• **WHAT YOU HAVE TO DO**:
From the first line of the data below, copy each line up to the one containing "This PR is stacked", and include that line too.

┌──

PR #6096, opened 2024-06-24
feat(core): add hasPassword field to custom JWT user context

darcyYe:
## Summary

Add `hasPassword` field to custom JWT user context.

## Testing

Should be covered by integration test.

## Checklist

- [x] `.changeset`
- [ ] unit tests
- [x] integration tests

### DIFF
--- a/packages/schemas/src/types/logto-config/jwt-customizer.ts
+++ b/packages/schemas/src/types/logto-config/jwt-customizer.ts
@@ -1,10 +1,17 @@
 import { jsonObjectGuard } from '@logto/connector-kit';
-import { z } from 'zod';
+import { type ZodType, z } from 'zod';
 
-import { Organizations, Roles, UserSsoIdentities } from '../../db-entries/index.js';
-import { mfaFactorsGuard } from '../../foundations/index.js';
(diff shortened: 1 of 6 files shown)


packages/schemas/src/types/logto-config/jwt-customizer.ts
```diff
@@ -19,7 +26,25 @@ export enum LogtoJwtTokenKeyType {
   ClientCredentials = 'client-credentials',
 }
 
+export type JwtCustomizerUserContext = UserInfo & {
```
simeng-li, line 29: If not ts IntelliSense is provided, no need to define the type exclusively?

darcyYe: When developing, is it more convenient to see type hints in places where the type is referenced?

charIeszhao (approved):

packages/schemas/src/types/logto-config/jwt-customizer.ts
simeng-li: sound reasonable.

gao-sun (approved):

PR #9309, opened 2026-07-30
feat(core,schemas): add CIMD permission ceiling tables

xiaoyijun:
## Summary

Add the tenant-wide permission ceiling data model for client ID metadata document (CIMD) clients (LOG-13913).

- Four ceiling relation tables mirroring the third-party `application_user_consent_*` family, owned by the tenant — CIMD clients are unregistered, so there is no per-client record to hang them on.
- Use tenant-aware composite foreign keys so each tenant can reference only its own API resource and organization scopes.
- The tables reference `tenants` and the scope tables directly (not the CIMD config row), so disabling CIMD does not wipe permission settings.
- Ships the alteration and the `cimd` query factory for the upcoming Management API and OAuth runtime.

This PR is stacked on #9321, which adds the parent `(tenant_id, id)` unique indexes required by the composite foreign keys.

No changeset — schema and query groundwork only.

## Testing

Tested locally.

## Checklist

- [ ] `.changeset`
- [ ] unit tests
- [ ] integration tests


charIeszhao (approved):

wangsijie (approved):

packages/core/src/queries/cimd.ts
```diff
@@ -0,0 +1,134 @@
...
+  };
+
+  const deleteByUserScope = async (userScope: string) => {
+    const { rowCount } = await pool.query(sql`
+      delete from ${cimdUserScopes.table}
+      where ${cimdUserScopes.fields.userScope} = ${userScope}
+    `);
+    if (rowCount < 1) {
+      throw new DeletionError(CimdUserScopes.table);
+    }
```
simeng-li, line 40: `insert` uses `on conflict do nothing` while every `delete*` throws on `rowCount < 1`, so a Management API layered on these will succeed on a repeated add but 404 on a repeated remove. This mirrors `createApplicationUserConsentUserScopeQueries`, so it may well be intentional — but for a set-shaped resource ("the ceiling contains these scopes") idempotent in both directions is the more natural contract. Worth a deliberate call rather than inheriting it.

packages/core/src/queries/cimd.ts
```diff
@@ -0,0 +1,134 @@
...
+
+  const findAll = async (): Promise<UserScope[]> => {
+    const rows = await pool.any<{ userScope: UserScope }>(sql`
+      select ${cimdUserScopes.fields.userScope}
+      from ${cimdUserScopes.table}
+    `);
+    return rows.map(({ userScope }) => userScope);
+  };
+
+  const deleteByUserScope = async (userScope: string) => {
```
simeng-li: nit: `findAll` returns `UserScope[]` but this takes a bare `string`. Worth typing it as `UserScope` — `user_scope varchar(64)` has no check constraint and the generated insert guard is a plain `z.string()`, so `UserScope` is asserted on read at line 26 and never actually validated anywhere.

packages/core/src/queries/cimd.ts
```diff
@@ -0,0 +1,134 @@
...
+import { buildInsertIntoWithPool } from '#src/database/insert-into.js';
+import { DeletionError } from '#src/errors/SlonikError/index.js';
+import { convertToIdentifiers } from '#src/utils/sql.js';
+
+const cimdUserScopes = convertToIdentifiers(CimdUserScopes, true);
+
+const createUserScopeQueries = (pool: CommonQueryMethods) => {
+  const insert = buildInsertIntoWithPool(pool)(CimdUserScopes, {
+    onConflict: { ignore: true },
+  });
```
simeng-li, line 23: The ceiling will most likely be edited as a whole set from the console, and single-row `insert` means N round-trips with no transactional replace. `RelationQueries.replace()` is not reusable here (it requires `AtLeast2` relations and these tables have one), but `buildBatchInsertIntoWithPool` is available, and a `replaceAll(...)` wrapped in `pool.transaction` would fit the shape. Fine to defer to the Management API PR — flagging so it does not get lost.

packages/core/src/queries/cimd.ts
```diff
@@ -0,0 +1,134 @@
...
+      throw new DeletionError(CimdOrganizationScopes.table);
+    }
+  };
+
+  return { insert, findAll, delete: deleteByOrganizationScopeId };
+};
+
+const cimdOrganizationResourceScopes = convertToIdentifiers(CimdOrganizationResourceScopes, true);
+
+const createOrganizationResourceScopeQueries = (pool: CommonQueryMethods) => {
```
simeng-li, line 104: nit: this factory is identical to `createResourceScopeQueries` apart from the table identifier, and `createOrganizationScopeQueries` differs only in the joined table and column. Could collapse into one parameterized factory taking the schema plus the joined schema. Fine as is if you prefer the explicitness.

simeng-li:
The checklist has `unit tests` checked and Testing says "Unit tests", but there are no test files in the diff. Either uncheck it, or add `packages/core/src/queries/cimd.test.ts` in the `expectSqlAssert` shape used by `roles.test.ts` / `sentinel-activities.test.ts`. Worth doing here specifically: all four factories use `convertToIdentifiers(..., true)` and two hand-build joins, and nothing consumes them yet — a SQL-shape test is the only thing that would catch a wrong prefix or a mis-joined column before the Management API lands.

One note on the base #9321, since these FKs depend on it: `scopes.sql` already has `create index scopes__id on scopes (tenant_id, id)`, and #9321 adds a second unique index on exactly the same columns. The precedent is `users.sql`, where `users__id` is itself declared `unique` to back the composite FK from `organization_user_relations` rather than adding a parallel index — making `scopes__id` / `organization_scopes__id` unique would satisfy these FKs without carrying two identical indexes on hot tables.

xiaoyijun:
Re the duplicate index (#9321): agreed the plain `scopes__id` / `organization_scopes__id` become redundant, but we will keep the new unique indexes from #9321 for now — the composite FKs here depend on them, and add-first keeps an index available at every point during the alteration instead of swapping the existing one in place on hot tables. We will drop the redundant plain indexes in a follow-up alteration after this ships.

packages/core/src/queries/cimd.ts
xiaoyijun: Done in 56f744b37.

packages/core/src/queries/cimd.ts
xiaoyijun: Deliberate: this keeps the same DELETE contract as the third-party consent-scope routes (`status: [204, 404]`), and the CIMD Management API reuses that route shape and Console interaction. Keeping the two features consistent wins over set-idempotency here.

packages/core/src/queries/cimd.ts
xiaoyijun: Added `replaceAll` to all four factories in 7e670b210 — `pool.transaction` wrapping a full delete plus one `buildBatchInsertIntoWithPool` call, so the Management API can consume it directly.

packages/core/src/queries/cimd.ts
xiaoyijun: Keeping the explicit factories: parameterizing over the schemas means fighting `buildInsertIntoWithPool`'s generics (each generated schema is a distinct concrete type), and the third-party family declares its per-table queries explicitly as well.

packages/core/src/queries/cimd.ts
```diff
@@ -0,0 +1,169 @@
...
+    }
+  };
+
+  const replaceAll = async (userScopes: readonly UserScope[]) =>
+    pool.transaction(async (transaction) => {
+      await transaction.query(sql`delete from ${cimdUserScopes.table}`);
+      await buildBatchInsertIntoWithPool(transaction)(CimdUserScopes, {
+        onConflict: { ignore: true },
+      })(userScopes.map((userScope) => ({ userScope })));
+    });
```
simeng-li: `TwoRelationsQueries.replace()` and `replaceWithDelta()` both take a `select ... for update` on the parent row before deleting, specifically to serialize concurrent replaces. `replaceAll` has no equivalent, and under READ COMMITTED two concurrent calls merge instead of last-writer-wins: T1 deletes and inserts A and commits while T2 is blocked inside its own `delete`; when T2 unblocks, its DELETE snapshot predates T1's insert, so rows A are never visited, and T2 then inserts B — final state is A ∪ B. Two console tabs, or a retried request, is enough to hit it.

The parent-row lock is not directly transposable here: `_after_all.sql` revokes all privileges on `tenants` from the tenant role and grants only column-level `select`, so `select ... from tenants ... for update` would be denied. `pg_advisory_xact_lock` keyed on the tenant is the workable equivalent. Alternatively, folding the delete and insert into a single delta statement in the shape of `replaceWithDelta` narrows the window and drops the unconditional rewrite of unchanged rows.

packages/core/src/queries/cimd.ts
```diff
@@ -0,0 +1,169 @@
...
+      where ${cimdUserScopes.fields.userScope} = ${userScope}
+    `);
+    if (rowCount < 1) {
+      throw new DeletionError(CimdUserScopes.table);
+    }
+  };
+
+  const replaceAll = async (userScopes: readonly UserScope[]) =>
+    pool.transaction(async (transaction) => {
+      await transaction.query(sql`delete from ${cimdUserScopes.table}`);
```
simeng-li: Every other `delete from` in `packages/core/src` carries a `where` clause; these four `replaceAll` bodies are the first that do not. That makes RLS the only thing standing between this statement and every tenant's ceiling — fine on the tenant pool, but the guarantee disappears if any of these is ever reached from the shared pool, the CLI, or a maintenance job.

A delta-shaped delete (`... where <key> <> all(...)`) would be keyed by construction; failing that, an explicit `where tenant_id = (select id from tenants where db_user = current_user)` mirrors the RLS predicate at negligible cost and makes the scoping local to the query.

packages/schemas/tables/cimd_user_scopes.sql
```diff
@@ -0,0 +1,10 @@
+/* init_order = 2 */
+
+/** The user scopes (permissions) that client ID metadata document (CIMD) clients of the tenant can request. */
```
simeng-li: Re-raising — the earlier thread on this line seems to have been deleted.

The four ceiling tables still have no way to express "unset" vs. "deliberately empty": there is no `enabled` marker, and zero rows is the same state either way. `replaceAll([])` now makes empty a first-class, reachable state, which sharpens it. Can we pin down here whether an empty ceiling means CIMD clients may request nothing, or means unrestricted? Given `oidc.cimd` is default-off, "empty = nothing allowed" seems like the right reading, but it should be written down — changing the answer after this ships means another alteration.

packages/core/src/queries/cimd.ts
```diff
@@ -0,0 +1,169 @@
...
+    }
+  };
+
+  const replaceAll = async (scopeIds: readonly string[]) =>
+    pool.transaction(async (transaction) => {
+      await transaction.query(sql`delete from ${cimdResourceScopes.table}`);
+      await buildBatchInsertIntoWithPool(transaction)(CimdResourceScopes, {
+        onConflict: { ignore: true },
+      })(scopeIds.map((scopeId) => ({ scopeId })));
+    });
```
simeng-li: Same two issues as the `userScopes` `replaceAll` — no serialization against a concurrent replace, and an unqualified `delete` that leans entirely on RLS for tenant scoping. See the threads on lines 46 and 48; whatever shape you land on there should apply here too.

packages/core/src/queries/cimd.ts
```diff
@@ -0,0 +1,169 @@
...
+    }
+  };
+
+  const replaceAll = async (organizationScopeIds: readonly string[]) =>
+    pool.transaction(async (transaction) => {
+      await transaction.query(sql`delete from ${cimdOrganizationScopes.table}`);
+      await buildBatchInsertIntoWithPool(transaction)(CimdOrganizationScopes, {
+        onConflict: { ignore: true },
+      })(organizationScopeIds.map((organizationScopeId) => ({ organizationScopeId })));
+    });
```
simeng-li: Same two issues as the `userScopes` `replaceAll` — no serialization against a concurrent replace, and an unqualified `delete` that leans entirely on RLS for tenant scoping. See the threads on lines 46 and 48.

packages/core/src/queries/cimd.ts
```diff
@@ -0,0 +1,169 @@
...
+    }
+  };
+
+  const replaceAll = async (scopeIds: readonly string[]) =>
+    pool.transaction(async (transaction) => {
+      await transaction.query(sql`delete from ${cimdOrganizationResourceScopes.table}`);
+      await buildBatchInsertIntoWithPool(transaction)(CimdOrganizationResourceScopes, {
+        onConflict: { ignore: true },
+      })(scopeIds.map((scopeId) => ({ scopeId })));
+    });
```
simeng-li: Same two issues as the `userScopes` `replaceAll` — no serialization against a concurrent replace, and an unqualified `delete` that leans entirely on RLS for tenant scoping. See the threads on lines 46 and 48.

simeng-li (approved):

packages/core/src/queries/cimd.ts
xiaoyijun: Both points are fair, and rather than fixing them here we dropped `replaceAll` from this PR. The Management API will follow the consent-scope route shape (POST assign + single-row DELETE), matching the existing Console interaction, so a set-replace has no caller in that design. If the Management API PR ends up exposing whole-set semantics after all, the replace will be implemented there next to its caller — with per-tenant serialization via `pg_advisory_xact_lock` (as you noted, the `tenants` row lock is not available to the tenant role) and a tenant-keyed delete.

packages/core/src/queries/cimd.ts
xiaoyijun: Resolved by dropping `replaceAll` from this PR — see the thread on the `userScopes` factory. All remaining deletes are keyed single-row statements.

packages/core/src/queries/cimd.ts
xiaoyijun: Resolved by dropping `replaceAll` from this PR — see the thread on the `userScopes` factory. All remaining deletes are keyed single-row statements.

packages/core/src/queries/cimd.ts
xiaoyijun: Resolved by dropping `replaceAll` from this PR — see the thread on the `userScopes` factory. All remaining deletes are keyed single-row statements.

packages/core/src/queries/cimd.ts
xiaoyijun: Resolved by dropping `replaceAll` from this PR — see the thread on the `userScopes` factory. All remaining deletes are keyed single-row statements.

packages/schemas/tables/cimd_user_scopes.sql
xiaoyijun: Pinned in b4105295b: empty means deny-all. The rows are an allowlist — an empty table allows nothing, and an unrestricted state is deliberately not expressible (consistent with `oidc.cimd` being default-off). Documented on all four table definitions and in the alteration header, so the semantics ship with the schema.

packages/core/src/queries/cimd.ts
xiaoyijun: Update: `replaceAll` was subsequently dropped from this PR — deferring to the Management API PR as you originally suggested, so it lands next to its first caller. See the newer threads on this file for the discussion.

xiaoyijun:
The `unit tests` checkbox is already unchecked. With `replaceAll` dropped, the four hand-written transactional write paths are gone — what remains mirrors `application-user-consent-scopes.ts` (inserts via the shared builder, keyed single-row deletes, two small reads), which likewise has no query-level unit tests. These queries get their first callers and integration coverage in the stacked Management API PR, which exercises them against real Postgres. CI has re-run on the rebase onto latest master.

└──

• **RESULT OF THE TASK**:
PR #6096, opened 2024-06-24
feat(core): add hasPassword field to custom JWT user context

darcyYe:
## Summary

Add `hasPassword` field to custom JWT user context.

## Testing

Should be covered by integration test.

## Checklist

- [x] `.changeset`
- [ ] unit tests
- [x] integration tests

### DIFF
--- a/packages/schemas/src/types/logto-config/jwt-customizer.ts
+++ b/packages/schemas/src/types/logto-config/jwt-customizer.ts
@@ -1,10 +1,17 @@
 import { jsonObjectGuard } from '@logto/connector-kit';
-import { z } from 'zod';
+import { type ZodType, z } from 'zod';
 
-import { Organizations, Roles, UserSsoIdentities } from '../../db-entries/index.js';
-import { mfaFactorsGuard } from '../../foundations/index.js';
(diff shortened: 1 of 6 files shown)


packages/schemas/src/types/logto-config/jwt-customizer.ts
```diff
@@ -19,7 +26,25 @@ export enum LogtoJwtTokenKeyType {
   ClientCredentials = 'client-credentials',
 }
 
+export type JwtCustomizerUserContext = UserInfo & {
```
simeng-li, line 29: If not ts IntelliSense is provided, no need to define the type exclusively?

darcyYe: When developing, is it more convenient to see type hints in places where the type is referenced?

charIeszhao (approved):

packages/schemas/src/types/logto-config/jwt-customizer.ts
simeng-li: sound reasonable.

gao-sun (approved):

PR #9309, opened 2026-07-30
feat(core,schemas): add CIMD permission ceiling tables

xiaoyijun:
## Summary

Add the tenant-wide permission ceiling data model for client ID metadata document (CIMD) clients (LOG-13913).

- Four ceiling relation tables mirroring the third-party `application_user_consent_*` family, owned by the tenant — CIMD clients are unregistered, so there is no per-client record to hang them on.
- Use tenant-aware composite foreign keys so each tenant can reference only its own API resource and organization scopes.
- The tables reference `tenants` and the scope tables directly (not the CIMD config row), so disabling CIMD does not wipe permission settings.
- Ships the alteration and the `cimd` query factory for the upcoming Management API and OAuth runtime.

This PR is stacked on #9321, which adds the parent `(tenant_id, id)` unique indexes required by the composite foreign keys.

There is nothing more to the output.